> Data excerpts:

------------------------------------------------

Issue #735, opened 2022-04-14
Implement Banner Alert for Flagged Comments for ACC Admins


Dane2007:
If Flagged Comments != 0, show a banner that indicates "There are X number of flagged comments for review." (clicking will bring to that review page).  This would add a bit more visibility into this instead of manually checking that screen.

stwalkerster:
I think I also want to throw in a status/queue column to that view; at the moment it's unclear whether a request is still open or not, and there have been several instances I've seen where potentially useful info has been purged out of the comment before the request was actually handled (especially in the case of deferrals to the CU queue where the comment contains an IPv6 address)

stwalkerster:
Also noting that this will need some rights checks - it's probably fine to attach this to the main right which allows you to see PageListFlaggedComments.

Questions from me:
* Do we want to show this banner everywhere, or just on the main page? (I'd prefer just the main page since we go to it often enough)
* Do we want to make it dismissable, or permanently present when there are flagged comments? If dismissable, what triggers it to be re-shown?
* Do we want it to only alert when the flagged comments are on all requests, closed requests, or just purged requests?

I can write up a rough tech spec for this if someone else wants to pick this up? I wouldn't class it as "easy", but it should be fairly straight-forward with guidance.

ElHefWiki:
Along the same lines, something I've brought up in the past is job failures sitting in the queue. Those typically sit for days before they're noticed and dealt with. Could that be rolled in with this?

Dane2007:
> Along the same lines, something I've brought up in the past is job failures sitting in the queue. Those typically sit for days before they're noticed and dealt with. Could that be rolled in with this?

I know we have a Hospital queue, perhaps we can change the styling of it to attract more attention?

Dane2007:
> Questions from me:
> * Do we want to show this banner everywhere, or just on the main page? (I'd prefer just the main page since we go to it often enough)
Just on the main page was my thought.
> * Do we want to make it dismissable, or permanently present when there are flagged comments? If dismissable, what triggers it to be re-shown?
Permanently present.
> * Do we want it to only alert when the flagged comments are on all requests, closed requests, or just purged requests?
Flagged comments on all requests.  Any request with flagged comments should be dealt with ASAP and unflagged upon resolution.

> I can write up a rough tech spec for this if someone else wants to pick this up? I wouldn't class it as "easy", but it should be fairly straight-forward with guidance.
I'm debating whether this is within my scope or ability.

[...]

PR #746, opened 2022-07-28
Add badges to highlight concern areas

Matthewrbowker:
These badges are for the flagged comments and the job queue.  For flagged comments, any comments that have a flag are counted.  For the job queue, any failed and not acknowledged error is counted.  If we have either, it also shows a badge on the main navigation item to draw attention.

#735

This is a preview of what they look like, for admins and regular users.  
Screen Shot 2022-07-28 at 4 16 25 PM
Screen Shot 2022-07-28 at 4 15 30 PM

Note that as of right now, everyone has access to the job queue.  So, the badge will show for all users.  If we want to limit that, we can.

### DIFF
--- a/includes/Fragments/NavigationMenuAccessControl.php
+++ b/includes/Fragments/NavigationMenuAccessControl.php
@@ -109,7 +109,7 @@ trait NavigationMenuAccessControl
      *
      * @return void
      */
-    public function setUpNavBarBadges($currentUser, $database) {
+    public function setUpNavBarBadges(User $currentUser, PdoDatabase $database) {
         // Set up some variables.
         // A size of 0 causes nothing to show up on the page (checked on navigation-menu.tpl) so leaving it 0 here is fine.
         $countOfFlagged = 0;
--- a/includes/Fragments/NavigationMenuAccessControl.php
+++ b/includes/Fragments/NavigationMenuAccessControl.php
@@ -8,6 +8,10 @@
 
 namespace Waca\Fragments;
 
+use Waca\DataObjects\Comment;
+use Waca\DataObjects\JobQueue;
+use Waca\DataObjects\User;
+use Waca\Helpers\SearchHelpers\JobQueueSearchHelper;
 use Waca\Pages\PageBan;
 use Waca\Pages\PageDomainManagement;
 use Waca\Pages\PageEmailManagement;
@@ -24,6 +28,7 @@ use Waca\Pages\PageViewRequest;
 use Waca\Pages\PageWelcomeTemplateManagement;
 use Waca\Pages\Statistics\StatsMain;
 use Waca\Pages\Statistics\StatsUsers;
+use Waca\PdoDatabase;
 use Waca\Security\DomainAccessManager;
 use Waca\Security\RoleConfiguration;
 use Waca\Security\SecurityManager;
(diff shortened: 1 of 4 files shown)


templates/navigation-menu.tpl
```diff
@@ -43,10 +48,24 @@
                         <a class="dropdown-item" href="{$baseurl}/internal.php/userManagement"><i class="fas fa-user"></i> User Management</a>
                     {/if}
                     {if $nav__canJobQueue}
-                        <a class="dropdown-item" href="{$baseurl}/internal.php/jobQueue"><i class="fas fa-tools"></i> Job Queue</a>
+                        <a class="dropdown-item" href="{$baseurl}/internal.php/jobQueue">
+                            <i class="fas fa-tools"></i> Job Queue
+                            {if $nav__numJobQueueFailed > 0}
+                                <span class="badge badge-danger">
+                                        {$nav__numJobQueueFailed}
+                                    </span>
```
stwalkerster, line 56: Nitpick: something odd is going on with indentation here?

includes/Fragments/NavigationMenuAccessControl.php
```diff
@@ -92,4 +97,46 @@ protected function setupNavMenuAccess($currentUser)
...
+     *
+     * This function checks to see if a user can access the pages, and if so checks the count of problem areas.
+     * If problem areas are found, a number greater than 0 will cause the badge to show up.
+     *
+     * @param User        $currentUser The current user
+     * @param PdoDatabase $database    Database instance
+     *
+     * @return void
+     */
+    public function setUpNavBarBadges($currentUser, $database) {
```
stwalkerster, line 112: Another nitpick - we're on a modern-enough version of PHP that you can do something like this to enforce the types on the function call, which we probably should be doing everywhere we can:
```suggestion
    public function setUpNavBarBadges(User $currentUser, PdoDatabase $database) {
```

Annoyingly, this has to be applied from the the called functions before it can be applied to the calling functions (or done at the same time), which is why it's not been applied above for `setupNavMenuAccess`, but I think everything here can have the type definitions applied.

templates/navigation-menu.tpl
```diff
@@ -25,7 +25,12 @@
         {/if}
         {if $nav__canBan || $nav__canEmailMgmt || $nav__canWelcomeMgmt || $nav__canSiteNoticeMgmt || $nav__canUserMgmt || $nav__canJobQueue || $nav__canFlaggedComments || $nav__canQueueMgmt || $nav__canDomainMgmt || $nav__canErrorLog}
             <li class="nav-item dropdown">
-                <a href="#" class="nav-link dropdown-toggle" aria-haspopup="true" aria-expanded="false" data-toggle="dropdown"><i class="fas fa-wrench"></i>&nbsp;Admin</a>
+                <a href="#" class="nav-link dropdown-toggle" aria-haspopup="true" aria-expanded="false" data-toggle="dropdown">
+                    <i class="fas fa-wrench"></i>&nbsp;Admin
+                    {if $nav__numAdmin > 0}
+                        <div class="badge badge-danger">{$nav__numAdmin}</div>
+                    {/if}
+                </a>
```
stwalkerster, line 33: Just thinking - how does this work on reduced-width screens? There's newly-added whitespace here (which isn't covered with nonbreaking spaces), so I'm not sure if the browser will try to wrap the text onto multiple lines.

I'll double-check this myself in a local test environment (unless you've already checked this?) so don't worry about making changes just yet (this is more of a note for myself)

stwalkerster: Never mind; other things break on the navbar before this:
Screenshot from 2022-07-29 23-26-01

(and that's a contrived worst-case example)

stwalkerster (approved):

PR #747, opened 2022-08-02
Add IPalyzer

methecooldude:
Add link to IPalyzer which looks very useful! - Example: https://ipalyzer.com/135.181.165.222 (IP is my own server at Hetzner, not linked to any request)

### DIFF
--- a/templates/view-request/ip-links.tpl
+++ b/templates/view-request/ip-links.tpl
@@ -65,6 +65,10 @@
        href="{$baseurl}/redir.php?tool=bullseye&amp;data={$ipaddress}">
         Bullseye
     </a>
+    <a id="IPalyzer-{$index}" class="btn btn-sm btn-outline-secondary visit-tracking" target="_blank"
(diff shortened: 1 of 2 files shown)


templates/view-request/ip-links.tpl
```diff
@@ -65,6 +65,10 @@
        href="{$baseurl}/redir.php?tool=bullseye&amp;data={$ipaddress}">
         Bullseye
     </a>
+    <a id="IPalyzer-{$index}" class="btn btn-sm btn-outline-secondary visit-tracking" target="_blank"
+       href="https://ipalyzer.com/{$ipaddress}">
```
stwalkerster, line 69: Tools not in WMF production should go through the redir.php script which helps strip things like referrers so we don't leak request number <=> IP address mappings to other tools.

stwalkerster (changes requested):

stwalkerster (approved):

------------------------------------------------

All that belongs in your answer is the stretch of entries above from the line with "Just on the main page was my thought." through the line with "Screen Shot 2022-07-28 at 4 15 30 PM", printed exactly.

Just on the main page was my thought.
> * Do we want to make it dismissable, or permanently present when there are flagged comments? If dismissable, what triggers it to be re-shown?
Permanently present.
> * Do we want it to only alert when the flagged comments are on all requests, closed requests, or just purged requests?
Flagged comments on all requests.  Any request with flagged comments should be dealt with ASAP and unflagged upon resolution.

> I can write up a rough tech spec for this if someone else wants to pick this up? I wouldn't class it as "easy", but it should be fairly straight-forward with guidance.
I'm debating whether this is within my scope or ability.

[...]

PR #746, opened 2022-07-28
Add badges to highlight concern areas

Matthewrbowker:
These badges are for the flagged comments and the job queue.  For flagged comments, any comments that have a flag are counted.  For the job queue, any failed and not acknowledged error is counted.  If we have either, it also shows a badge on the main navigation item to draw attention.

#735

This is a preview of what they look like, for admins and regular users.  
Screen Shot 2022-07-28 at 4 16 25 PM
Screen Shot 2022-07-28 at 4 15 30 PM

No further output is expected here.